# Requirement
Transcribe only the lines of the listing below from the one holding "This is a first" through the one holding "renaming card won't", inclusive, without any change.

+ + +

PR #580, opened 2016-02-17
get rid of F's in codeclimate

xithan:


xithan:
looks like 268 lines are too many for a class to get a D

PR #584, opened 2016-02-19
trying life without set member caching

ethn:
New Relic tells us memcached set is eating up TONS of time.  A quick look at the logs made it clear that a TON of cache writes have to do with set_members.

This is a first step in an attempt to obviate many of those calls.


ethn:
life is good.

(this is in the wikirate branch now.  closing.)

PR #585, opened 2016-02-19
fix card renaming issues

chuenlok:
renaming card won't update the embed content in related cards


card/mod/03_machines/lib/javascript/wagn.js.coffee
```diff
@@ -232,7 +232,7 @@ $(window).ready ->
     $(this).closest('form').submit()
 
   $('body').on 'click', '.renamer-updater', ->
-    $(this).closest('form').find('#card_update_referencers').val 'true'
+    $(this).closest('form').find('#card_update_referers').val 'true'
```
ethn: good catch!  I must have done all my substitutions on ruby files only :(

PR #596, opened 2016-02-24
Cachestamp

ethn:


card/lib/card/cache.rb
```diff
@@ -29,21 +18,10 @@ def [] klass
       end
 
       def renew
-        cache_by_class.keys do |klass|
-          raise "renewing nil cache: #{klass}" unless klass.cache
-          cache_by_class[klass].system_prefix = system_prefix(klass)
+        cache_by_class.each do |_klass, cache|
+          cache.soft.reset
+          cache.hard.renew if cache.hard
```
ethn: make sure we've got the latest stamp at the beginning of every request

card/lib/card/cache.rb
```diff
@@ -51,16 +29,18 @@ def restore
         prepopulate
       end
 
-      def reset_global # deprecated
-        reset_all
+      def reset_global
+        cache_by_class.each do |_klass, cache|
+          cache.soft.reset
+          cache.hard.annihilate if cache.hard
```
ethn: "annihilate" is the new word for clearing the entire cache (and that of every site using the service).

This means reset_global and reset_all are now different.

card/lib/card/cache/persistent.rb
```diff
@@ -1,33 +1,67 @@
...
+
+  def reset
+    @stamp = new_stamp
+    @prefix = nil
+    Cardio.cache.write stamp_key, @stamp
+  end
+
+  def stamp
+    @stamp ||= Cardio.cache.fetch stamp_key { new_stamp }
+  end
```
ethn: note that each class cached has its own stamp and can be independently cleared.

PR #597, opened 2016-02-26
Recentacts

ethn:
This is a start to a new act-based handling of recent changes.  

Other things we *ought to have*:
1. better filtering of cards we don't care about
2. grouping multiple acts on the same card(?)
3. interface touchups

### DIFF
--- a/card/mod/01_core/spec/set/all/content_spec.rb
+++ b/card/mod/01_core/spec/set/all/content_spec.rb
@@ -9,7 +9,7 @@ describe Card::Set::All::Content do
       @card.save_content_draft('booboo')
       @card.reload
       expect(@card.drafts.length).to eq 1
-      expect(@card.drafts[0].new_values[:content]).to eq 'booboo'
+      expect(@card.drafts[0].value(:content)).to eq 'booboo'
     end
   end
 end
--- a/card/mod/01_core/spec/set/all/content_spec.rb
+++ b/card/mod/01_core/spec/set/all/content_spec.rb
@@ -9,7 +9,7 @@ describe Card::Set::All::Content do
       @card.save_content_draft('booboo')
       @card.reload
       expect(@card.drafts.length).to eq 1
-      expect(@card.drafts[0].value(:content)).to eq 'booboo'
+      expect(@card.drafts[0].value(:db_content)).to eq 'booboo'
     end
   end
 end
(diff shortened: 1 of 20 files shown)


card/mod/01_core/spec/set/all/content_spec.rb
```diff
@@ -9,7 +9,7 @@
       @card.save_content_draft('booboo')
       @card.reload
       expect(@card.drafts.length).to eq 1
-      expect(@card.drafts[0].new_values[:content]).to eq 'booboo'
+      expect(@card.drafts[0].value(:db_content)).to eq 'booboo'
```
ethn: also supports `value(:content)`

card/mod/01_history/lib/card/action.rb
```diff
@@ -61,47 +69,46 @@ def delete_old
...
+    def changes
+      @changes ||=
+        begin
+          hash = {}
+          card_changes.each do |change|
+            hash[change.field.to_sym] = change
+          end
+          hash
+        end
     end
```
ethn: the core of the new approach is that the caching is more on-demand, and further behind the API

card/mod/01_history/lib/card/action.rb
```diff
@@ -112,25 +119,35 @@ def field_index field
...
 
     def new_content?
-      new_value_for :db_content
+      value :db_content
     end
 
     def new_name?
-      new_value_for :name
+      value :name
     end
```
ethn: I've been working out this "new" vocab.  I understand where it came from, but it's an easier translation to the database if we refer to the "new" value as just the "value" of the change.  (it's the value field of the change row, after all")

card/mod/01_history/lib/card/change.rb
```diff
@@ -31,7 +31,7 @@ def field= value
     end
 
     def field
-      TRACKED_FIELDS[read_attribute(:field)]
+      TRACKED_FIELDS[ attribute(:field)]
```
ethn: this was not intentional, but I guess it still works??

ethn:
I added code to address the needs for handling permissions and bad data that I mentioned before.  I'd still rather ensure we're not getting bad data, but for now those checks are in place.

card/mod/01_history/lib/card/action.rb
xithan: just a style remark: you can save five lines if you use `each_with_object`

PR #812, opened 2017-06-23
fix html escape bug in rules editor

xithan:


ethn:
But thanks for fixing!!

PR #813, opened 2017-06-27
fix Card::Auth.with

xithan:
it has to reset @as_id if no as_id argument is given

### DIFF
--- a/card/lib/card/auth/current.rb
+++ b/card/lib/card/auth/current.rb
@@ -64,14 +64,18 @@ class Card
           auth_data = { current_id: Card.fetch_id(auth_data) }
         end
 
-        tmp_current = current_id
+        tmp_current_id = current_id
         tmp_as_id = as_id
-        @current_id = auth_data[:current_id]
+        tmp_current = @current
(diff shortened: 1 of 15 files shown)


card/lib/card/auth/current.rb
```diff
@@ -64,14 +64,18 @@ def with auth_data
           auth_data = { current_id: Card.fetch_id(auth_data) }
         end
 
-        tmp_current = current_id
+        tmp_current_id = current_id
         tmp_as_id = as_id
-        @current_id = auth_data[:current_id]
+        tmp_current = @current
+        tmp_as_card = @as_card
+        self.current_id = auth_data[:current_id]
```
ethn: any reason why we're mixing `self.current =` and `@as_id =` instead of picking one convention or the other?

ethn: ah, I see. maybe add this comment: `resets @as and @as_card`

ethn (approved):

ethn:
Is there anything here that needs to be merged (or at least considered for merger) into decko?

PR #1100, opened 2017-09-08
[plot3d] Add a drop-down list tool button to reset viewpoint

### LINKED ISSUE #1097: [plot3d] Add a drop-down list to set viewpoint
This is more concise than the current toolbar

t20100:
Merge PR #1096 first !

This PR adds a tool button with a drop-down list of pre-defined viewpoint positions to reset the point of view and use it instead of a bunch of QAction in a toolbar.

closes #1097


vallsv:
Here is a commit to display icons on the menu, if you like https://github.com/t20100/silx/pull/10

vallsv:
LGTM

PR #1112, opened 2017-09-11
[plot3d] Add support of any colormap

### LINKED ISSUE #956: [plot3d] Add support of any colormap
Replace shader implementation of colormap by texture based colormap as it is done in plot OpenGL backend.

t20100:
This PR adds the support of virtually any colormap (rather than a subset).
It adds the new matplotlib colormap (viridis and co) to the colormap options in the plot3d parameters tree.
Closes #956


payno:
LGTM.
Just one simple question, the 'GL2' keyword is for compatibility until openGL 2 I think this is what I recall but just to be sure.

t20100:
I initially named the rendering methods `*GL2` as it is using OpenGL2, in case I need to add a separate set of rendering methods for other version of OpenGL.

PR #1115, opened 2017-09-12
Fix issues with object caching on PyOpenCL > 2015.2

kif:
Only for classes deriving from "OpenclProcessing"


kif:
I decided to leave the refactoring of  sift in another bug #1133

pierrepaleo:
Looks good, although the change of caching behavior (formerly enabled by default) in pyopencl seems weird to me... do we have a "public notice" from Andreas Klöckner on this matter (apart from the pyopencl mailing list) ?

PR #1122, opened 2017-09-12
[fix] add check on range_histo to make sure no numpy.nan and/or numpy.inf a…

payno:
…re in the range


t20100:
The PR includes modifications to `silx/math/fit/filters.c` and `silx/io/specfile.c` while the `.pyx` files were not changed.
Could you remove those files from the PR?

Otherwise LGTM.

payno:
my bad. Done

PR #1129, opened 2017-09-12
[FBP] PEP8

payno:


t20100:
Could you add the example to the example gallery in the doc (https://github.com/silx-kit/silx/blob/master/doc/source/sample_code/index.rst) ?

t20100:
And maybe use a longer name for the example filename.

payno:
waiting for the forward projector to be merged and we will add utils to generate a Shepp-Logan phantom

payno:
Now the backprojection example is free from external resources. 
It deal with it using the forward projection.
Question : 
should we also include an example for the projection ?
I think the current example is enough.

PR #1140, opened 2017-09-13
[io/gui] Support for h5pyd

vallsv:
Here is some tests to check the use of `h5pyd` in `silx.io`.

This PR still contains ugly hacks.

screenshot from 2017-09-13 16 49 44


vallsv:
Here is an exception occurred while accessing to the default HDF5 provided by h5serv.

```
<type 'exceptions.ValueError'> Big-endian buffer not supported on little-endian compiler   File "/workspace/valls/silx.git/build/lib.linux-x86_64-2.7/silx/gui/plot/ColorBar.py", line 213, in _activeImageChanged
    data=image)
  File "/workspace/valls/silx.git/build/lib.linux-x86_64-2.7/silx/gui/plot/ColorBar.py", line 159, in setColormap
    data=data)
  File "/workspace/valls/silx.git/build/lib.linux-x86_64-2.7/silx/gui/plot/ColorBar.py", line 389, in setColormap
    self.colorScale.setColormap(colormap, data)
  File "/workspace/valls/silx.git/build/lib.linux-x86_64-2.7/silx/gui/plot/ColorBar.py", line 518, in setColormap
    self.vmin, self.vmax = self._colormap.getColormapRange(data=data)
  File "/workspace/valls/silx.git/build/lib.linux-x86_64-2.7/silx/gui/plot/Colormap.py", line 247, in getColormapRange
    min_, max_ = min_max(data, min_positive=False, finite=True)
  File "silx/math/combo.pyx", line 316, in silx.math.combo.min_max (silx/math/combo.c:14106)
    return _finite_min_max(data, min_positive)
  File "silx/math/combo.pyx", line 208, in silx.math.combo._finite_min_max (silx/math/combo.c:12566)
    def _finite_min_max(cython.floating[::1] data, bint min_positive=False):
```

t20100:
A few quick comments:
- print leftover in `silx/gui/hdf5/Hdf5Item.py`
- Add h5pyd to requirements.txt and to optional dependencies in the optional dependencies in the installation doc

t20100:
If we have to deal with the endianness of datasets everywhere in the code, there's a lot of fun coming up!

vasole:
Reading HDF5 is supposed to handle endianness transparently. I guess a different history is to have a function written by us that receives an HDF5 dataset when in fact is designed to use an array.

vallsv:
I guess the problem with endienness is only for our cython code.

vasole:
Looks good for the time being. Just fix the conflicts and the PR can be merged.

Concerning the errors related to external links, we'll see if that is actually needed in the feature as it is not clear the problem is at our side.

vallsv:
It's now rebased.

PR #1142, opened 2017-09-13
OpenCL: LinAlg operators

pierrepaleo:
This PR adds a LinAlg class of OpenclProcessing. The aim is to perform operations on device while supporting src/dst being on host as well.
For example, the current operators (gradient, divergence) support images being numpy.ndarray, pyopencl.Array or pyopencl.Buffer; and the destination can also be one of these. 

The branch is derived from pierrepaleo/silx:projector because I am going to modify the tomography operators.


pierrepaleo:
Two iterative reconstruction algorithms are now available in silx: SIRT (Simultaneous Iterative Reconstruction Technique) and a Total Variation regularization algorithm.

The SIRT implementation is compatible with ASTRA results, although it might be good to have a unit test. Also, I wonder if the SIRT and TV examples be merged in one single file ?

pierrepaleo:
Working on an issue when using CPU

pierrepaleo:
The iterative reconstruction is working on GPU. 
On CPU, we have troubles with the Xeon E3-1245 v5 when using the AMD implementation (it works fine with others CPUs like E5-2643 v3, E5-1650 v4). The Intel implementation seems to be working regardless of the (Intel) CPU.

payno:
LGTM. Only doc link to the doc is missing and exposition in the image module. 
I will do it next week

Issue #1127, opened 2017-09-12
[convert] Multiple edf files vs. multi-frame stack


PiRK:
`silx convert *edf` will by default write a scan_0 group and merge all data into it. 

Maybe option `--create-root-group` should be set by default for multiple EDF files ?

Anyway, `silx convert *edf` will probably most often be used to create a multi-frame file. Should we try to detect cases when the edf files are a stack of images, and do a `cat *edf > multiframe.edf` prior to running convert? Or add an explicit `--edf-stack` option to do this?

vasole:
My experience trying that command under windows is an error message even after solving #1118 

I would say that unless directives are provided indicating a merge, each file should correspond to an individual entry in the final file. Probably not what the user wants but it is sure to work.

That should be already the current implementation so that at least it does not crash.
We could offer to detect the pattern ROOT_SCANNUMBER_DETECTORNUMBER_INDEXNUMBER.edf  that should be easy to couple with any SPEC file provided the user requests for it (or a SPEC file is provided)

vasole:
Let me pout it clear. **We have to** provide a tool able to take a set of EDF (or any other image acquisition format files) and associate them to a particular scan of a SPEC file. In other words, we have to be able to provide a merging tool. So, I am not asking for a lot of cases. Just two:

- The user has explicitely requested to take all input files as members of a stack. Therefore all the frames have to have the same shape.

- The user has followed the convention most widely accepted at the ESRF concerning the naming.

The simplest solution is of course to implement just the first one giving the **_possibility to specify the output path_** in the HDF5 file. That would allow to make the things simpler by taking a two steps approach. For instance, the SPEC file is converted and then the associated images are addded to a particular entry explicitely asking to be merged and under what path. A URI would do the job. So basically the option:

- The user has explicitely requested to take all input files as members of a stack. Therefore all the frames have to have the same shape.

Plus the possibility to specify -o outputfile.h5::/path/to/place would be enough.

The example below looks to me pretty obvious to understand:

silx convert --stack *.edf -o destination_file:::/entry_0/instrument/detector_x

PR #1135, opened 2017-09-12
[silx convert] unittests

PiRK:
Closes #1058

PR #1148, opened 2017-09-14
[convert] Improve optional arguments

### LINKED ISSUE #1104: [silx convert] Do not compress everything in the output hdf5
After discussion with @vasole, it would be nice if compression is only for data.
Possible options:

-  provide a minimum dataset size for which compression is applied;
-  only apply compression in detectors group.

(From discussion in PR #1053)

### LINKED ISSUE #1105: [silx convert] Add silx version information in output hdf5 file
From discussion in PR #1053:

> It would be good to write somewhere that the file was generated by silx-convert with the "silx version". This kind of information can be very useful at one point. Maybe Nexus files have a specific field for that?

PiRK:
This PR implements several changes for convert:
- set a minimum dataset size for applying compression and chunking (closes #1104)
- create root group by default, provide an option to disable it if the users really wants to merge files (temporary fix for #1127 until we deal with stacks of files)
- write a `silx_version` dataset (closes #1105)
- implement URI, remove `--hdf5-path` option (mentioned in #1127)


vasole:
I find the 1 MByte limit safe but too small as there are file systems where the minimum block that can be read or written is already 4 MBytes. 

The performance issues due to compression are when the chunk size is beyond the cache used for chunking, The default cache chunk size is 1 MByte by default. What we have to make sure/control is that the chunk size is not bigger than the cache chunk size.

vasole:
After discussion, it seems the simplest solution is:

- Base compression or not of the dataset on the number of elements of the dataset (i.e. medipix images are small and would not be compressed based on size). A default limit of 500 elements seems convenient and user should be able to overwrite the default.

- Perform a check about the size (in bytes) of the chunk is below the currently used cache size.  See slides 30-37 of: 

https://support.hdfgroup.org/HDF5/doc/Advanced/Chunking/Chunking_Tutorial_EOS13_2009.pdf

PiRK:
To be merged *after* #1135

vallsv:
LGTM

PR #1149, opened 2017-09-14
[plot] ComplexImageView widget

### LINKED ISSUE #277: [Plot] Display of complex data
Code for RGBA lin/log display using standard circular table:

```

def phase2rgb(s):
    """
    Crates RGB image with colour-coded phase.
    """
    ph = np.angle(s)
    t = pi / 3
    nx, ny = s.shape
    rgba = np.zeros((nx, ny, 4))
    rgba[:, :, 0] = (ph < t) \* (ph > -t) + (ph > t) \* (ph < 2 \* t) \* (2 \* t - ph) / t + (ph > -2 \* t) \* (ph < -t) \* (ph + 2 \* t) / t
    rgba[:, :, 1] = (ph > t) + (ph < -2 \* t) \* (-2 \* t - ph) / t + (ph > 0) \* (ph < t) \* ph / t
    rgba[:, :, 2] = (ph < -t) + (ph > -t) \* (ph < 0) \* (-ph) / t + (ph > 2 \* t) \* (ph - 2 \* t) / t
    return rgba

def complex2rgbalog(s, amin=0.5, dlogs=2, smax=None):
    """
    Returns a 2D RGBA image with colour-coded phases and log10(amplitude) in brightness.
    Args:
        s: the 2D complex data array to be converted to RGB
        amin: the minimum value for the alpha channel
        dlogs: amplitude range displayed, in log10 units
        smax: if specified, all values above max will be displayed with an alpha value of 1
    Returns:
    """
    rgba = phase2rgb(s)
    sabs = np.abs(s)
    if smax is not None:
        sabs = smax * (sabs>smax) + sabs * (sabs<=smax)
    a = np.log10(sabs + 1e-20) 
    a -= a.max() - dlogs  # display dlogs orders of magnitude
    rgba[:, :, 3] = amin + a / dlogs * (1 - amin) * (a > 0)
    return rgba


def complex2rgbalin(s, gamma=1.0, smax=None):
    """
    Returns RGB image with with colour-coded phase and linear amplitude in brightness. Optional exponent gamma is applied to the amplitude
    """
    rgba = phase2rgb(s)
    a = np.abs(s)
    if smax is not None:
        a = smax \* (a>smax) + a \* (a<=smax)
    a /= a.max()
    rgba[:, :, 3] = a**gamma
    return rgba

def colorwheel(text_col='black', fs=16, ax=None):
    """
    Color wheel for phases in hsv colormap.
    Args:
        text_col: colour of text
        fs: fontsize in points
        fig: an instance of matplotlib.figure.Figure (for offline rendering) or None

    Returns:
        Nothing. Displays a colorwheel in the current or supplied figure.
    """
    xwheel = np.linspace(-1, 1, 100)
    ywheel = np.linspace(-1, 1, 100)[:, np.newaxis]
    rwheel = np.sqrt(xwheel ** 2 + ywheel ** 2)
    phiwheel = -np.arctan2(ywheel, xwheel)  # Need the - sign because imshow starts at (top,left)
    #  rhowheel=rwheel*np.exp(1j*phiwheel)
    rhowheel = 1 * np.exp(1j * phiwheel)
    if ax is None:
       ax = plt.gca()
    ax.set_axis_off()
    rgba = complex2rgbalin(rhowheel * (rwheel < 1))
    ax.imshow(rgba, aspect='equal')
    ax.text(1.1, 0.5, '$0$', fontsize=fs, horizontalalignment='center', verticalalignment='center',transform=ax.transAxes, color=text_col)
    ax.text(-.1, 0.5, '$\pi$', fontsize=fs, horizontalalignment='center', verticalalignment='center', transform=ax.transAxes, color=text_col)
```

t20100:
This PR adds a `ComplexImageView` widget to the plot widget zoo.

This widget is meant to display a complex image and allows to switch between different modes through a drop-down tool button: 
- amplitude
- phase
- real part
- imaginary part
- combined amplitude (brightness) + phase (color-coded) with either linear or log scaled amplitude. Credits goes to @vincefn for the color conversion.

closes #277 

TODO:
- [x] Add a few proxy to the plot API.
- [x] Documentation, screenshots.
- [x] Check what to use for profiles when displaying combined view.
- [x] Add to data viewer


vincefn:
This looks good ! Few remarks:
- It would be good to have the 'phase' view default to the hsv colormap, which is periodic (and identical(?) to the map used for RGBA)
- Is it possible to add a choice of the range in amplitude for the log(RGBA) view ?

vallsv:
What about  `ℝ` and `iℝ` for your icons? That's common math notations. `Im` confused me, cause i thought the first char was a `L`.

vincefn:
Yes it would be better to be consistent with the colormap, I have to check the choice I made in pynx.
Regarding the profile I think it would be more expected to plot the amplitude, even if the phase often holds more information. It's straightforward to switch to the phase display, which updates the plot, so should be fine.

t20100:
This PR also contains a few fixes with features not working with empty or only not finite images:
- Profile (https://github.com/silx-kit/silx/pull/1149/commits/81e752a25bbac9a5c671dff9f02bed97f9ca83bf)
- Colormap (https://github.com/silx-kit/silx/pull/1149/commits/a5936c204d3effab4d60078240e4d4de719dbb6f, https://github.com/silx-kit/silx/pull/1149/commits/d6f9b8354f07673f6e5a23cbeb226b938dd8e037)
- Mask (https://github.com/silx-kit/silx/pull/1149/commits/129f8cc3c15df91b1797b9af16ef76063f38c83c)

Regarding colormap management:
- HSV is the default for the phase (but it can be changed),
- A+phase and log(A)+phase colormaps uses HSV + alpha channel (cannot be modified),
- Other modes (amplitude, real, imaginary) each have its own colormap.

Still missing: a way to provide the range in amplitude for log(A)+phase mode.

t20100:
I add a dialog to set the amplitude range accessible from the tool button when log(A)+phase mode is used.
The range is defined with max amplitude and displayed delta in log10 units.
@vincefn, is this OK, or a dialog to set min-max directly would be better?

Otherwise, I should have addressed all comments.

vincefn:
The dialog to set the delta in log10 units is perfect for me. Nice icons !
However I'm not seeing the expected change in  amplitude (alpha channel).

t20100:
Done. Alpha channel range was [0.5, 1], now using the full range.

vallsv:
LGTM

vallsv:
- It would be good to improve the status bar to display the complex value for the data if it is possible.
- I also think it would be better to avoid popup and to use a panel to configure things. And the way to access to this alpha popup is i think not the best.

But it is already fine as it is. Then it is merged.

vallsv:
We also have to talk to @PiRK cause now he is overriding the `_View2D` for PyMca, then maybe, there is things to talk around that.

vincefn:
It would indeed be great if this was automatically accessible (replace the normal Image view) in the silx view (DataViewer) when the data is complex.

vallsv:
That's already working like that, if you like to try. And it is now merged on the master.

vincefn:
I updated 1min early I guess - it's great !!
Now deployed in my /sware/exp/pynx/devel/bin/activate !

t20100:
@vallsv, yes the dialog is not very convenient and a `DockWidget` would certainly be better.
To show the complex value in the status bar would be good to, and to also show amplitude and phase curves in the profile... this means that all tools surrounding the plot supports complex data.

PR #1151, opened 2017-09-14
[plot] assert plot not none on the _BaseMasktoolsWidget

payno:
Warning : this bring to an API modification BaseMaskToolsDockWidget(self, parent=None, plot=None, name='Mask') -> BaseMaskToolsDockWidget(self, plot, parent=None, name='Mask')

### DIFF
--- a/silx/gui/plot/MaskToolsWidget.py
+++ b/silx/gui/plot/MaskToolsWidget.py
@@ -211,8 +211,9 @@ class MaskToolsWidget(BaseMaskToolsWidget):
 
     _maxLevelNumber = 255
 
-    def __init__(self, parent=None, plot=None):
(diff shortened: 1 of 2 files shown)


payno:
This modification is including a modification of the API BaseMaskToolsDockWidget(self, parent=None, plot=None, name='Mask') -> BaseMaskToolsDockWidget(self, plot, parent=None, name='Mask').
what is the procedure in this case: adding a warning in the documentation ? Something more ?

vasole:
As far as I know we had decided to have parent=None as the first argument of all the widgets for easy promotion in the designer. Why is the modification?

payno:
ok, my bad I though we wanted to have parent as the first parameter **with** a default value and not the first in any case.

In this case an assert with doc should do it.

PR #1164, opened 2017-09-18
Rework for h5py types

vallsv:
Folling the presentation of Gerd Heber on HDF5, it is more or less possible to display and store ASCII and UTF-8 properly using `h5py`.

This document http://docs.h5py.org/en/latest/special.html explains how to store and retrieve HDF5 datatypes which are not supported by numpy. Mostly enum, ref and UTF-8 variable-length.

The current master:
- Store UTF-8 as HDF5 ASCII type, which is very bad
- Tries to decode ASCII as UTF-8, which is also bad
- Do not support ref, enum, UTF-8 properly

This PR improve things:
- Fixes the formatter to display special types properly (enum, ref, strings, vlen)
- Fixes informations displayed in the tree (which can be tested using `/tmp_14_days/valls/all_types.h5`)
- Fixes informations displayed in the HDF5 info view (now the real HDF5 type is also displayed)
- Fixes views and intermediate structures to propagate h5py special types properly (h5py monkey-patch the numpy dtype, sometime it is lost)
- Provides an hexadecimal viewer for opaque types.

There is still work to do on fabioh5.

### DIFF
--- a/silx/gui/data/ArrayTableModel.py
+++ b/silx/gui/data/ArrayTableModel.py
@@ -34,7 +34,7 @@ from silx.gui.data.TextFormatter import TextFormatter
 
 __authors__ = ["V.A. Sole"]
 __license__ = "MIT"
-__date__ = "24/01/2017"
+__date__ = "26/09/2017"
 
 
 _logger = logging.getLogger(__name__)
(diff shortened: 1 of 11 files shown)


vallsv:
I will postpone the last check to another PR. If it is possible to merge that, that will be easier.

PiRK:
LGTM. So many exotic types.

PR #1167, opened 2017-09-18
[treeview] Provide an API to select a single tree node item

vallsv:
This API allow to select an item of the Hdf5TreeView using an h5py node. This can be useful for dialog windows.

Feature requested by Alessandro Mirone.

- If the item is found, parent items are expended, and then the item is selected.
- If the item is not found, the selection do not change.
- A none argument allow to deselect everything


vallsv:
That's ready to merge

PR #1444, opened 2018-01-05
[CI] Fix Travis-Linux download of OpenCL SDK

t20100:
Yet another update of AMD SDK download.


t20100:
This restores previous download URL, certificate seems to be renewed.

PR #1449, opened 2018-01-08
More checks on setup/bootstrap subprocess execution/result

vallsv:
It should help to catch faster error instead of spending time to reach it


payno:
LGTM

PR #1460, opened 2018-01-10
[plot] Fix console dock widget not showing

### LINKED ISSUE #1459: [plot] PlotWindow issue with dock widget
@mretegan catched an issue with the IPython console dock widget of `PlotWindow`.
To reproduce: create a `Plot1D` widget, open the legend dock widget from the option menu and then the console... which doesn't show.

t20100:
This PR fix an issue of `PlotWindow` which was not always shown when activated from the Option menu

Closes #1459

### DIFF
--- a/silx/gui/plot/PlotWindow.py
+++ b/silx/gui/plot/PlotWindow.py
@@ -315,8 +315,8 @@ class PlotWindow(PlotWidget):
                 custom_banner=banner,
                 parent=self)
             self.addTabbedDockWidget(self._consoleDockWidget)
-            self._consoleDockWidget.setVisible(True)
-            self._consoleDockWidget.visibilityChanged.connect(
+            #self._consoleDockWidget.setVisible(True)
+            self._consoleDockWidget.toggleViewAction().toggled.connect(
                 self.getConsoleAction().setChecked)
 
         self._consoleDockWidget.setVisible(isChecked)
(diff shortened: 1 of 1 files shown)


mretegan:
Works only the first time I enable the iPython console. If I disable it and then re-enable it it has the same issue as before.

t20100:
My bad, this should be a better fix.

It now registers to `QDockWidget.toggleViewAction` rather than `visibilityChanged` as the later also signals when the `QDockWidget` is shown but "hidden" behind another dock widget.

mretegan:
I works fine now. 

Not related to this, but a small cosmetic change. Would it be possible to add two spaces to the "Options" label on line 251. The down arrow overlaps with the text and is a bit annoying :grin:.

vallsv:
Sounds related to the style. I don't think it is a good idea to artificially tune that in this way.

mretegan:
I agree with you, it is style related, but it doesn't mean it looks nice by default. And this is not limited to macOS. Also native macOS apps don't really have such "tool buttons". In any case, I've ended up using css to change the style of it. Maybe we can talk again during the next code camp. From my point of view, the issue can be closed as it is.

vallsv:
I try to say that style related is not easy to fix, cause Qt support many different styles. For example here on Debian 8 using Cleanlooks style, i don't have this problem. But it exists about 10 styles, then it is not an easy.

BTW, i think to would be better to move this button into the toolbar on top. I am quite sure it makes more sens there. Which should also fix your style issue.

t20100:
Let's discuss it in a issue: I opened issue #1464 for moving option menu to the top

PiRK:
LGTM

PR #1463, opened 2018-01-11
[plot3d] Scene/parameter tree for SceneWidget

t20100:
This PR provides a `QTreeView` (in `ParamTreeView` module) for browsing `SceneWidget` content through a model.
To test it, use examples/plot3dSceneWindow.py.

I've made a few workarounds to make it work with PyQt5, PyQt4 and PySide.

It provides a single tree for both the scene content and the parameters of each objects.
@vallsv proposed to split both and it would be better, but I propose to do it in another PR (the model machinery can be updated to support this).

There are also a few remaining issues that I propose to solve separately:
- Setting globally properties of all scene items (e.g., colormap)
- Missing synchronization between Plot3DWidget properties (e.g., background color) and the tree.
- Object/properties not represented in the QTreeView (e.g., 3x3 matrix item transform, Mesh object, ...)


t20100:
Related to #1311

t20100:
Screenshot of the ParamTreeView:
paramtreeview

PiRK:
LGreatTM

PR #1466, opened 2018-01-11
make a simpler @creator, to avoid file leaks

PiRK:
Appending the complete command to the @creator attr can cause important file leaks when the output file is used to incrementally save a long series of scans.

+ + +

# Result of this exercise
This is a first step in an attempt to obviate many of those calls.


ethn:
life is good.

(this is in the wikirate branch now.  closing.)

PR #585, opened 2016-02-19
fix card renaming issues

chuenlok:
renaming card won't update the embed content in related cards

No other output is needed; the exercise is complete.